:: What is expected ::
Copy out all lines from the entries below in which "table" occurs.

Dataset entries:
▽

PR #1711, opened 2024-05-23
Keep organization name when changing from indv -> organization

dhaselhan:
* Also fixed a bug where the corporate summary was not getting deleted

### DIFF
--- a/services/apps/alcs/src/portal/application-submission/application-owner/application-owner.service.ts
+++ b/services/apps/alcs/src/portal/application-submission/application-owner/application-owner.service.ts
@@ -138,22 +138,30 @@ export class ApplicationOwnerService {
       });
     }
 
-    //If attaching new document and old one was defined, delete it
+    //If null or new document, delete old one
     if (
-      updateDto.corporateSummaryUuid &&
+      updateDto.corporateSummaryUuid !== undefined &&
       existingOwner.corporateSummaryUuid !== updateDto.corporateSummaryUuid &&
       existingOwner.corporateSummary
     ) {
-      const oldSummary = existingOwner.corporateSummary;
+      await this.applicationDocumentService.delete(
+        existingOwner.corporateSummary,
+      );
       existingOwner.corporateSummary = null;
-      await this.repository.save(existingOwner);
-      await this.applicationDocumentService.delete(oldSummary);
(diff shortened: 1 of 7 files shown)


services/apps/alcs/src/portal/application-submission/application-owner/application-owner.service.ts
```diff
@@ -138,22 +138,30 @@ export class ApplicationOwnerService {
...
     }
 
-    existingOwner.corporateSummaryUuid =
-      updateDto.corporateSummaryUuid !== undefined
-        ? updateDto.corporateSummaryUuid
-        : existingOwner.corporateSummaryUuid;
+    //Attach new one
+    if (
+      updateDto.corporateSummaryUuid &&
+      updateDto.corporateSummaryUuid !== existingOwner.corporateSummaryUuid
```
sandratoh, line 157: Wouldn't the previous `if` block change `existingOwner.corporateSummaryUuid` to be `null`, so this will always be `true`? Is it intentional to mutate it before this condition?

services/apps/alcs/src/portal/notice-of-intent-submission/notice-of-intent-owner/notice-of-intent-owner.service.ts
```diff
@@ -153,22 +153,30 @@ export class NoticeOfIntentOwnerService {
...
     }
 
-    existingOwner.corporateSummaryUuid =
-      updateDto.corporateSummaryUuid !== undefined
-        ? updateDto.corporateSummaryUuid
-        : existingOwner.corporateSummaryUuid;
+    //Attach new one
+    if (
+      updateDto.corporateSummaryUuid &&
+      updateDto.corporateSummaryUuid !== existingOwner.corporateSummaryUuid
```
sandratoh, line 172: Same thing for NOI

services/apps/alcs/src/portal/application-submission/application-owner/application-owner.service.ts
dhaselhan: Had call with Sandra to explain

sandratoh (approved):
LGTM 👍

△
▽

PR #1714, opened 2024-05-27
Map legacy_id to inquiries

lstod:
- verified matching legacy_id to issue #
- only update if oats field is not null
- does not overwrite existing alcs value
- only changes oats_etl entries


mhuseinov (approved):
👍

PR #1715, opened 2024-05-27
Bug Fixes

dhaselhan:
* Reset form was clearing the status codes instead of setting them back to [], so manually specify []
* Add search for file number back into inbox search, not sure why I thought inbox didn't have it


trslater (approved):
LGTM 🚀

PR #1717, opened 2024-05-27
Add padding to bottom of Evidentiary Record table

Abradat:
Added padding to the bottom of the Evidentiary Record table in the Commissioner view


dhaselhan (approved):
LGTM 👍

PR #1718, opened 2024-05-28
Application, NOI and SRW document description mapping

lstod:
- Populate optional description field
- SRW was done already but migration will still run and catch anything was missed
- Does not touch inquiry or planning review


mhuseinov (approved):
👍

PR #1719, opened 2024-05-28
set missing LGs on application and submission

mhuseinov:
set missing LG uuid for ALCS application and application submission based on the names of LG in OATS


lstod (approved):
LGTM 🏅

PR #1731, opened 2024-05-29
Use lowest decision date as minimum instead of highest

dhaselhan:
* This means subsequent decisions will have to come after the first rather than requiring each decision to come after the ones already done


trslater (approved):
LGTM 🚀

△
▽

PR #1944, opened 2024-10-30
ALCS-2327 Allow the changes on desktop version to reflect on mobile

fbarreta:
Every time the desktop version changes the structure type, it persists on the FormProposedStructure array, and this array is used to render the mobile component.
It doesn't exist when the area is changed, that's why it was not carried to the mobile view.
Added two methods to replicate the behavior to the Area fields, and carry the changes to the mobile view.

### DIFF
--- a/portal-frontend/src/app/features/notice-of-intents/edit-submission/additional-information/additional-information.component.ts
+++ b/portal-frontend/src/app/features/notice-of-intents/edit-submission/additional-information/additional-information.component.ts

△

:: Result of the exercise ::
Add padding to bottom of Evidentiary Record table
Added padding to the bottom of the Evidentiary Record table in the Commissioner view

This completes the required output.